Overseeing the filming of
Contact (1997)
After Romancing the Stone, Zemeckis had the clout to direct his time-traveling screenplay. Starring Michael J. Fox, Lea Thompson, Crispin Glover, and Christopher Lloyd, the 1985 film was wildly successful upon its release and was followed by two sequels, released as Back to the Future Part II in 1989 and Back to the Future Part III in 1990. Before the Back to the Future sequels were released, Zemeckis collaborated with Disney and directed another film, the madcap 1940s-set mystery Who Framed Roger Rabbit, which combined traditional animation and live-action; its $70 million budget made it one of the most expensive films made up to that point. The film was both a financial and critical success and won three Academy Awards. In 1990, Zemeckis commented, when asked if he would want to make non-comedies, "I would like to be able to do everything. Just now, though, I'm too restless to do anything that's not really zany."[21]

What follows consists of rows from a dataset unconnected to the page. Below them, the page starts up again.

PR #3917, opened 2020-10-28
Add user_nl_mpassi for elm bgcexp testmod in order to pass automated tests

### LINKED ISSUE #3883: Two BGC configurations fail automated testing
Two BGC configurations that are part of automated testing now FAIL because the files they use for initial conditions have the incorrect number of snow layers. I can think of two quick solutions:
1. spinup up some short results using a G-case and replace the files these tests point at; or
2. set the number of snow layers to 1 in user_nl_mpassi for the purpose of testing.
Mat, Nicole -- any preference on this?

jonbob:
This PR adds user_nl_mpassi to the elm bgcexp tested, with a single setting to make nSnowLayers = 1. This will allow two BGC tests in the automated suites to pass, that have otherwise been failing since [PR #3846](https://github.com/E3SM-Project/E3SM/pull/3846) was merged. 

Note: this PR is for testing use only and not to be used for science runs.

Fixes #3883 

[NML]
[non-BFB] for the two automated tests, because #3846 will have changed answers once these tests run again

### DIFF
--- a/components/elm/cime_config/testdefs/testmods_dirs/elm/bgcexp/user_nl_mpassi
+++ b/components/elm/cime_config/testdefs/testmods_dirs/elm/bgcexp/user_nl_mpassi
@@ -1,0 +1,1 @@
+config_nsnowlayers = 1


jonbob:
Passes SMS.ne30_oECv3.BGCEXP_BCRC_CNPRDCTC_1850.anvil_intel.elm-bgcexp

rljacob (approved):

jonbob:
merged to next

jonbob:

Issue #3758, opened 2020-08-05
Need more output from cmake


rljacob:
When running ./case.build interactively, this is some of what the user sees output to the screen:
```
Building pio with output to file /compyfs/jaco316/e3sm_scratch/Ftest/bld/pio.bldlog.200804-185823
   Calling /qfs/people/jaco316/E3SM3/cime/src/build_scripts/buildlib.pio
Building csm_share with output to file /compyfs/jaco316/e3sm_scratch/Ftest/bld/csm_share.bldlog.200804-185823
   Calling /qfs/people/jaco316/E3SM3/cime/src/build_scripts/buildlib.csm_share
Component csm_share build complete with 20 warnings

Time spent not building: 2.689481 sec
Time spent building: 581.197731 sec
MODEL BUILD HAS FINISHED SUCCESSFULL
```
There is nothing output to the screen for several minutes after the "Component csm_share..." message because at that point cmake takes over and builds the rest of the model including the time-consuming full models.

It would be good if the build system output a message listing the components cmake was building and where to find the log file.

worleyph:
@rljacob , I asked this question of @jgfouca when CMake was first introduced - there are no separate build logs for components any more (anything built with CMake). Everything is dumped into e3sm.log, and there is also no separation between (i.e., no timing associated with) the builds for each component. Everything is mushed together.

rljacob:
I don't necessarily want them separated out.  I just want case.build to report what is happening and point to the location of e3sm.log and not go quiet when cmake kicks in.

sarats:
I do think there is value in getting separate logs to debug issues etc. Just wondering if there would be a way to separate out logs as components will be different CMake targets?
If possible, compilation timing info is also useful to figure out if certain optimizations for files should be turned off etc. 
Just my $0.02.

rljacob:
I'd like to see a message after csm_share like:
Building rest of model with output to file /compyfs/jaco316/e3sm_scratch/Ftest/bld/e3sm.bldlog.200804-185823

jonbob:
Maybe there could be an option to separate output by component. It certainly is one of the things I find most irritating about the current cmake system -- it can be incredibly painful to figure out where errors are coming from.

jgfouca:
Fixed by #3918

PR #3918, opened 2020-10-28
Remove support for Makefile-based builds for E3SM components

### LINKED ISSUE #3769: case.build --use-old
Case created with `./cime/scripts/create_test SMS.ne4_ne4.FC5AV1C-L` with latest master is running into error with `case.build --use-old`:
```
azamat@blueslogin4:SMS.ne4_ne4.FC5AV1C-L.anvil_intel.20200813_105247_2q1j5j$ tail -n 2 bld/e3sm.bldlog.200813-105654 
gmake: *** No rule to make target `/lcrc/group/acme/azamat/acme_scratch/anvil/SMS.ne4_ne4.FC5AV1C-L.anvil_intel.20200813_105247_2q1j5j/bld/lib/libocn.a', 
needed by `/lcrc/group/acme/azamat/acme_scratch/anvil/SMS.ne4_ne4.FC5AV1C-L.anvil_intel.20200813_105247_2q1j5j/bld/e3sm.exe'.  Stop.
gmake: *** Waiting for unfinished jobs....
```

jgfouca:
Build system details:
1. Add new --separate-builds flag for case.build. Component builds will be done one at a time and produce separate log files for each component.
2. Remove --use-old flag. The old system is not being maintained or tested and it's no longer safe to use.
3. Produce more logging output for case.build.
4. Re-establish support for building only specific components with case.build. This capability had been lost in the initial cmake conversion. Building components this way will cause them to get their own log file.
5. Remove buildlib and Depends* files that are no longer needed
6.Adds new compiler/link wrapper: E3SM/cime/scripts/Tools/e3sm_compile_wrap.py. It will get copied to $case/Tools and this copy is the one that will be used by the build system. This will allow the script to be a new extension point for our build system that can be customized on a case-by-case basis or customized for everyone via PRs to CIME.

Fixes #3769 #3758 

Updates from CIME:
* Fix E3SM nightly TSC test failure
* Some build system updates for e3sm
* Add support for github actions

[BFB]


worleyph:
On Compy:

     $ ./create_newcase --case SCALE_A_WCYCL1850_ne4pg2_r05_oQU480b_sepbld -res ne4pg2_r05_oQU480 -compset A_WCYCL1850 -mach compy -compiler intel -project e3sm

then modified env_mach_pes.xml to change PE count for the components from 96 to 64 (graph partitions for OCN and ICE do not exist for 96 for oQU480). 

./case.setup, ./case.build, and ./case.run worked successfully. However,

     $ ./case.build --separate-builds
     ...
     Building ice model with output to file /compyfs/worl312/e3sm_scratch /SCALE_A_WCYCL1850_ne4pg2_r05_oQU480b_sepbld/bld/ice.bldlog.201029-072913
        Calling make, see top of log file for specific call
     ERROR: BUILD FAIL: build ice failed, cat /compyfs/worl312/e3sm_scratch/SCALE_A_WCYCL1850_ne4pg2_r05_oQU480b_sepbld/bld/ice.bldlog.201029-072913

The error message in ice.bldlog is

     /bin/sh: /compyfs/worl312/e3sm_scratch/SCALE_A_WCYCL1850_ne4pg2_r05_oQU480b_sepbld/bld/cmake-bld/mpas-source/src/tools/parse: No such file or directory

jgfouca:
@worleyph , it looks like, at some point in the past, some of the tool dependencies got broken in MPAS. This PR:
https://github.com/MPAS-Dev/MPAS-Model/pull/737

will fix it.

worleyph:
@jgfouca , will you update this branch with that fix when it becomes available? It is important to demonstrate "--separate-builds" with a A_WCYCL case. Thanks.

jgfouca:
@worleyph , yes. I hope @mark-petersen can help me expedite that MPAS PR and get it into E3SM ASAP.

jgfouca:
@worleyph , the MPAS updates are in E3SM master and I've upstream-merged this branch. It should be ready to go.

jgfouca:
I'm going to see if I can make the timing feature a bit nicer, hold off on reviews.

jgfouca:
OK, this is ready now.

sarats:
Is the timing info on by default?

jgfouca:
@sarats , no. Due to the interleaved output you get when `make -jN` and N>1, the timing output can be very difficult to interpret. In order to avoid this situation, asking for timing (`./case.build --timing`) sets the build to serial (`-j1`) to this feature is off by default.

worleyph:
@jgfouca,

      "Due to the interleaved output you get when make -jN and N>1, 
      the timing output can be very difficult to interpret. In order to avoid 
      this situation, asking for timing (./case.build --timing) sets the build
      to serial (-j1)"

Wouldn't it be better to leave this for the user to decide? They can always set -j1 in the env_build.xml .

worleyph:
@sarats , the total time to build each component is listed at the end of the component bldlog file (when using --separate-builds), even when --timing is not specified.

worleyph:
@jgfouca , how do I parse this?

     Elapsed time: 2 s. (time), 0 s. (clock)

(time vs. clock? clock is always zero? resolution of timer is seconds?  Seems pretty coarse for compiling individual files.)

worleyph:
"Due to the interleaved output you get when make -jN and N>1, 
       the timing output can be very difficult to interpret."

You could annotate each timing output line to indicate which file the timing output refers to?

worleyph:
> They can always set -j1 in the env_build.xml .

in env_run.xml I mena . (Keep forgetting where this is.)

jgfouca:
Apologies for the churn, I think I can improve on this such that the output interleaving is not an issue.

jgfouca:
@worleyph , I've arrived at a solution that solves the interleaving problem with timing output. I'm a little concerned that it's not as portable as the last solution though. Do any of you use tcsh as your login shell?

worleyph:
@jgfouca , I use tcsh on some systems (but not compy where I am currently doing testing). You might ask @sarat exactly what is wanted from timing. In the "old days" there was time spent building each component model (reported as part of the output from case.build to the screen? to CaseStatus? a little fuzzy). The per file compilation cost seemed like it was generated by the compilers? is there a compiler flag for this, and can this output be redirected to the the Cmake bldlogs, like it was for the non-Cmake builds?

jgfouca:
@worleyph , timings are now available per compilation, link, and component (depending on case.build flags), so I don't know where I could add any more timing info. If wanted to rely on the compilers themselves to provide the timings, there'd be two major issues: first, we'd have to figure out what flags each compiler vendor needed and add them to config_compilers. Second, due to the way Cmake/Make prints commands as they are launched, I think we'd be back to dealing with confusing interleaved output.

worleyph:
Prefer that @sarat describe what he is most interested in. I'm not the primary customer, and am uncomfortable driving the requirements (just reporting what I vaguely remember being available in the old build system).

My shell on Cori is /bin/csh . I can try out your new approach there as well, if you wish.

jgfouca:
@worleyph , yes, plz check `./case.build --timing` on any case on cori.

worleyph:
@jgfouca , testing today (both on Compy, with latest update, and on Cori-KNL). Please note that

     ./case.build --help

needs to be updated, as it still has

        --timing              Enable timing of all compilations and links, will force GMAKE_J to be 1 to avoid  interleaved output

and GMAKE_J is not set to 1 in your latest modification, correct?

worleyph:
@jgfouca , on Compy I am now seeing (what I assume) is the compile time appended to each compile line, e.g.

     ... -o CMakeFiles/atm.dir/__/__/eam/src/control/cam_instance.F90.o 0:00.18

This doesn't always work with the interleaved output, e.g.

     ... -I/qfs/people/worl312/E3SM/jgfouca/cmake_misc/E3SM/components/eam/src/chemistry/pp_linoz_mam4_resus_mom_soag0:00.18

but seems to be pretty good most of the time. I defer to others whether this format is useful. I imagine that "grep"ing for or sorting the timings to look for large costs might be a problem, but a simple perl/sed/??? script could probably extract this information for easier postprocessing. Having some sort of string to grep for might still help, but don't know what that would involve to implement.

My experiments on Cori-KNL (where my shell is csh) worked as well, with the same timing output.

Once people sign off on the format, is there any reason that --timing could not be the default? (Adding instead a --notiming flag, or just make it on all the time?)

worleyph:
@jgfouca , what is the format of the timing data:

     0:00.18

minute:second? hour:minute?

worleyph:
Others - please speak up - not sure what aspect of timing the builds is considered useful. @jgfouca , was testing maint-1.2, which has the old Make logic. The ./case.build spits out ...

     sesp built in 8.606230 seconds
     sglc built in 8.640947 seconds
     swav built in 8.885189 seconds
     srof built in 9.671653 seconds
     docn built in 12.425522 seconds
     Component ice build complete with 1 warnings
     cice built in 52.073996 seconds
     Component atm build complete with 1 warnings
     cam built in 142.792368 seconds
     Component lnd build complete with 1 warnings
     clm built in 230.511388 seconds
     Building e3sm with output to /compyfs/worl312/e3sm_scratch/FC5AV1C-L_ne4_ne4_m1.2_bibi/bld/e3sm.bldlog.201105-093804 
     Time spent not building: 3.698927 sec
     Time spent building: 574.816288 sec
     MODEL BUILD HAS FINISHED SUCCESSFULLY

Perhaps this is what people want (readily available). This is available via the CMAKE logic, but is buried within the bldlg files when building the components separately. Only timing data visible from the call to ./case.build with the CMAKE logic is

     Time spent not building: 2.874031 sec
     Time spent building: 3017.987297 sec
     MODEL BUILD HAS FINISHED SUCCESSFULLY

(Large time spent building in the aboive is due to GMAKE_J == 1 and building with all active components. Previous output was for an F case with default GMAKE_J .)

amametjanov:
+1 on the maint-1.2 style of component/library build timing output. Per-file build time (new feature) is also useful. Compilers' internal build-time flags produce different types of output (depends on a compiler). Having cmake output build times (independent of compiler) would be useful.

jgfouca:
@worleyph , thanks for looking so closely at this.

> and GMAKE_J is not set to 1 in your latest modification, correct?

Correct, I will update.

> This doesn't always work with the interleaved output, e.g.

I wonder if there's a cap on the line length that `/usr/bin/time --format "%C" ` is able to handle? If so, there won't be much that I can do about that. Was that build command especially long?

> I imagine that "grep"ing for or sorting the timings to look for large costs might be a problem

I agree. The format is trivial to change... how would you feel about this: `--format '%C\\nElapsed time: %E'` ? That way, you could do a trivial grep on the log for `Elapsed time` and visually scan for large values. If then opened the log and searched for the large time, it should take you straight to the expensive compilation.

> minute:second? hour:minute?

M:SS.hundredths_of_seconds. Please advise if you think there's a way to make this more clear in the output.

> Once people sign off on the format, is there any reason that --timing could not be the default?

I was wondering that too since it now incurs no overhead. My concerns are:
1) Portability of the /usr/bin/time injection. I think it's pretty portable on Linux, but I know it won't work on BSD/Mac.
2) Output slicing problems like you saw 
3) Slight differences in output behavior could surprise users. The standard behavior prints commands as they are launched, the --timing behavior prints commands as they are completed, meaning that commands will be printed after compilation errors and warnings.

> Perhaps this is what people want (readily available).

I can understand that, but remember, with cmake the default behavior is for the build to be done in one big step, so I will not be able to produce the per-component built times unless `--separate-builds` is provided. That said, I can add some additional timings to the top-level output (not the log file) when `--separate-builds` is on.

worleyph:
> cmake the default behavior is for the build to be done in one big step

Is this necessary? If we "voted", would there be any downside to making "--separate-builds" the default?

> Was that build command especially long?

SInce it was "interleaved" I didn't look very hard. The file in question is 

     /compyfs/worl312/e3sm_scratch/SCALE_A_WCYCL1850_ne4pg2_r05_oQU480xc_sepbldfix_timing/bld/atm.bldlog.201105-061207.gz

sarats:
Late to the party, too many firefights this week. I haven't had a chance to test-drive this branch myself, so these are my initial (not fully informed) thoughts.

As Pat alluded to, component level build times are the initial motivation. I always looked at individual file-level times using compiler flags myself but a CMake level option is desirable/preferred. 

The timing output that is amenable for parsing would be quite useful. If possible, could we add the current CMake Object along with Elapsed time for easier correlation?

sarats:
At the risk of feature creep, is it feasible to print file name and build time to a separate file (e.g., build-times.out)? That would even be helpful to track build time externally (like PACE) over time.

jgfouca:
@worleyph , @sarats 

> Is this necessary? If we "voted", would there be any downside to making "--separate-builds" the default?

Yes, splitting builds into seperate chunks serializes the build at a high level and will reduce build performance. For example, on mappy, the difference between a A_WCYCL1850 build normally and with --separate-builds is 95s vs. 256s.

> The timing output that is amenable for parsing would be quite useful. If possible, could we add the current CMake Object along with Elapsed time for easier correlation?

Unfortunately, with the current approach of using `/usr/bin/time`, this is not possible. If we want to get really fancy here, instead of using `/usr/bin/time` as our wrapper, we could use a custom script that we bundle with E3SM or CIME. With a custom script, there's no limit on the functionality we can add. This could also help with portability.

jgfouca:
@rljacob , can you weigh-in here? Do we want to write our own compiler wrapper? I don't think it would require a ton of work or much maintenance and it would give us the ability to add a variety of features.

rljacob:
If its not a ton of work and allows us to do more of what we want, sounds ok to me.

jgfouca:
@rljacob , @worleyph , @sarats , OK, the wrapper is complete and will now always be on.

The default wrapper is in E3SM/cime/scripts/Tools/e3sm_compile_wrap.py and it will get copied to $case/Tools and this copy is the one that will be used by the build system. This will allow the script to be a new extension point for our build system that can be customized on a case-by-case basis or customized for everyone via PRs to CIME.

 I measured some build times on mappy and the injection of this wrapper seems to add negligible slowdowns for builds (about 1%).

jgfouca:
@amametjanov , ^^

amametjanov:
`case.build --timing` appears to have been removed. Need to update PR description at the top.

`case.build --separate-builds` is working:
* output of `time` at the bottom of component build logs
```
$ zcat bld/atm.bldlog.201119-185150.gz | tail -3
real    2m59.913s
user    11m0.759s
sys     4m26.189s
```
* stdout of build is printing total component build time
```
$ grep "built in" case-build2.log 
   atm built in 179.940130 seconds
   lnd built in 315.923113 seconds
   ice built in 181.151319 seconds
   ocn built in 151.314544 seconds
   rof built in 40.765838 seconds
   glc built in 1.257437 seconds
   wav built in 1.223882 seconds
   iac built in 1.365059 seconds
   esp built in 1.234944 seconds
   cpl built in 26.443022 seconds
```
* answers to built-time questions like "what's taking so long?"
```
$ zgrep "built in" bld/*.bldlog.* | awk '$5 > 30' | sort -n -k5,5
bld/atm.bldlog.201119-185150.gz:Target CMakeFiles/atm.dir/__/__/eam/src/physics/rrtmg/ext/rrtmg_lw/rrtmg_lw_k_g.f90.o built in 32.999894 seconds
bld/atm.bldlog.201119-185150.gz:Target CMakeFiles/atm.dir/__/__/eam/src/physics/cam/unicon.F90.o built in 37.143444 seconds
bld/atm.bldlog.201119-185150.gz:Target CMakeFiles/atm.dir/__/__/eam/src/physics/clubb/mt95.f90.o built in 57.079373 seconds
bld/lnd.bldlog.201119-185150.gz:Target CMakeFiles/lnd.dir/__/__/elm/src/data_types/ColumnDataType.F90.o built in 57.262427 seconds
bld/lnd.bldlog.201119-185150.gz:Target CMakeFiles/lnd.dir/__/__/elm/src/biogeochem/CNCarbonFluxType.F90.o built in 89.443586 seconds
bld/ice.bldlog.201119-185150.gz:Target CMakeFiles/ice.dir/__/__/core_seaice/model_forward/mpas_seaice_core_interface.f90.o built in 90.404366 seconds
bld/ocn.bldlog.201119-185150.gz:Target CMakeFiles/ocn.dir/__/__/core_ocean/driver/mpas_ocn_core_interface.f90.o built in 102.752803 seconds
bld/lnd.bldlog.201119-185150.gz:Target CMakeFiles/lnd.dir/__/__/elm/src/data_types/VegetationDataType.F90.o built in 151.107892 seconds
```
This was with case created by `create_newcase` (`ne4pg2_r05_oQU480.A_WCYCL1850.anvil_intel`).

Thanks for enabling individual file build timing.

amametjanov (approved):

jgfouca:
Great stuff, @amametjanov! I will add those tricks to https://acme-climate.atlassian.net/wiki/spaces/DOC/pages/1011942171/E3SM+Build+System+and+CMake

jgfouca:
@lukaszlacinski , I added you as a reviewer since I needed to make a change to our Travis stuff in order to diagnose CI fails on this branch. `.travis/run.sh` was not printing the e3sm bldlog when the build fails which is, by far, the most useful of all the bldlogs.

sarats:
@jgfouca Is it too much to ask for the build times to be written to a different log file for easier tracking?

jgfouca:
@sarats , it should be easy to do that. I might just use @amametjanov 's shell command as a post-processing step. Are these timings something that should be saved in our provenance?

sarats:
@jgfouca Yes, adding these to PACE via provenance files is the plan. So, this would happen automatically if they end up in the performance_archive locally.

sarats:
If I might suggest an output format (easier for tools like Gnuplot):

```
# Target Build_time
/path/sample.f90 10.2 sec
...
```

sarats:
Thinking if component build times should be included in the same file or another one for simplicity.

jgfouca:
@sarats, @worleyph  See https://github.com/ESMCI/cime/pull/3782

> Thinking if component build times should be included in the same file or another one for simplicity.

This probably won't be possible since `--separate-builds` will be off by default.

jgfouca:
Merged to next.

In 1992, Zemeckis directed the black comedy Death Becomes Her, starring Meryl Streep, Goldie Hawn, and Bruce Willis. Although his next film would have some comedic elements, it was Zemeckis's first with dramatic elements and was also his biggest commercial success to date, Forrest Gump. Starring Tom Hanks in the title role, Forrest Gump tells the story of a man with a low I.Q., who unwittingly participates in some of the major events of the twentieth century, falls in love, and interacts with several major historical figures in the process. The film grossed $677 million worldwide and became the top-grossing US film of 1994; it won six Academy Awards, including Best Picture, Best Actor (for Hanks) and Best Director (for Zemeckis). From this point, Hanks and Zemeckis became frequent collaborators.[22][23] In 1997, Zemeckis directed Contact, a long-gestating project based on Carl Sagan's 1985 novel of the same name. The film centers on Eleanor Arroway (Jodie Foster), who believes she has made contact with extraterrestrials. In the early 1990s, he founded South Side Amusement Company, which later became ImageMovers.[24]
During this same time period, Zemeckis was an executive producer of HBO's Tales from the Crypt (1989–1996) and directed three episodes.